Abstract

Abstract The lower Claiborne section and its units discussed and illustrated here, of Lutetian age - middle Eocene (Figure 1), are recognized as a series of marine shelf, marginal marine, and deltaic-strandline deposits. Regional closely-spaced well-log cross-sections extending for almost 500 miles from south Texas to eastern Louisiana updip of the Claiborne shelf margins clearly show the regional stratigraphic architecture along depositional strike from southeast-central Texas through east-central Louisiana (Ewing, 1994; Ewing and Vincent, 1997). The obvious internal forms when viewing the lower Claiborne at such great scale are large, very-low-angle, sigmoidal clinoform sets delineated by regional flooding surfaces (see Figure 2 below). The flooding surfaces (FS) are depicted as the flat to sigmoidal lines seen in that cross-sectional diagram - major FS's shown by heavier lines; lesser FS's by thin and/or dashed lines.
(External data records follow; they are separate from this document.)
PR #83, opened 2015-12-16
Write and Read Profile in plug-ins

Ghostkeeper:
This feature introduces plug-in readers and writers.

It also creates two new types of plug-ins: Profile Reader and Profile Writer, which is desired for a new feature in Cura to write and load settings in g-code.

A similar pull request is made for Cura. They should be tested together.

### DIFF
--- a/UM/Qt/Bindings/ProfilesModel.py
+++ b/UM/Qt/Bindings/ProfilesModel.py
@@ -118,6 +118,7 @@ class ProfilesModel(ListModel):
             return
 
         #Parse the fileType to deduce what plugin can save the file format.
+        #TODO: This parsing can be made unnecessary by storing for each plugin what the fileType string is in complete (in addition to the {(description,extension)} dict).
         #fileType has the format "<description> (*.<extension>)"
         split = fileType.rfind(" (*.") #Find where the description ends and the extension starts.
         if split < 0: #Not found. Invalid format.
--- a/UM/Qt/Bindings/ProfilesModel.py
+++ b/UM/Qt/Bindings/ProfilesModel.py
@@ -136,7 +136,20 @@ class ProfilesModel(ListModel):
     @pyqtSlot(result = "QVariantList")
     def getFileNameFiltersRead(self):
         filters = []
-        for extension,description in self._manager.getProfileSupportedFileTypesRead().items(): #Format the file types that can be read correctly for the open file dialog.
+        for extension, description in self._manager.getProfileSupportedFileTypesRead().items(): #Format the file types that can be read correctly for the open file dialog.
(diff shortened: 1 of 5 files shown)


UM/Qt/Bindings/ProfilesModel.py
```diff
@@ -108,18 +117,72 @@ def exportProfile(self, name, url):
         if not profile:
             return
 
-        error = ""
+        #Parse the fileType to deduce what plugin can save the file format.
+        #fileType has the format "<description> (*.<extension>)"
+        split = fileType.rfind(" (*.") #Find where the description ends and the extension starts.
+        if split < 0: #Not found. Invalid format.
+            Logger.log("e", "Invalid file format identifier %s", fileType)
```
awhiemstra: Shouldn't you return after this? Now you have an invalid identifier but still try to open it.

UM/Qt/Bindings/ProfilesModel.py
```diff
@@ -108,18 +117,72 @@ def exportProfile(self, name, url):
         if not profile:
             return
 
-        error = ""
+        #Parse the fileType to deduce what plugin can save the file format.
```
awhiemstra: It would be nice to not have to deal with the parsing here and instead use a dict lookup or similar to retrieve the plugin that corresponds to a certain file type. This is what I do in LocalFileOutputDevice. For now, you can leave this as is but please add a TODO comment here about this.

UM/Settings/MachineManager.py
```diff
@@ -351,6 +357,65 @@ def saveProfiles(self):
...
+    #   \return All profile writers that are currently loaded.
+    def getProfileWriters(self):
+        return self._profile_writers.items()
+
+    ##  Returns a dictionary of the file types the profile readers can read.
+    #
+    #   Each file extension should have a description.
+    #
+    #   \return A dictionary of the file types the profile readers can read.
+    def getProfileSupportedFileTypesRead(self):
```
awhiemstra: getSupportedProfileTypesRead would sound less awkward to me.

UM/Settings/MachineManager.py
```diff
@@ -351,6 +357,65 @@ def saveProfiles(self):
...
+                        supported_types[extension] = description
+
+        return supported_types
+
+    ##  Returns a dictionary of the file types the profile writers can write.
+    #
+    #   Each file extension should have a description.
+    #
+    #   \return A dictionary of the file types the profile writers can write.
+    def getProfileSupportedFileTypesWrite(self):
```
awhiemstra: As above, getSupportedProfileTypesWrite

These large downlaps are roughly oriented from NW to SE across coastal Texas and into central Louisiana demonstrating the time-transgressive nature of the entire lower Claiborne - the downlaps proceed from oldest to youngest coming from west to east. (Contrast with Perkins and Hobday, 1980, and Fisher, 1964.) Basin analysis and subsurface exploration rely on the identification of genetic units (or sequences) because they are time-bounded units which unite all of the co-occurring processes and their resulting deposits. Genetic stratigraphic units are defined and bounded by key flooding surfaces which approximate time lines (genetic sequences of Galloway, 1989a, b). These units, combining progradational and transgressive elements, have the advantage of being bounded by surfaces which - on the shelf, at least - are continuous, are easy to recognize, have associated biozonations, and are verifiably correlatable on well logs. Unconformities which may be detectable in up-dip positions in these dynamic basin-margin settings are, for all practical purposes, difficult-to-impossible to find in the down-dip (conformable?) portions of these units and for simplicity's sake are not shown on the accompanying cross-section (Fig. 2).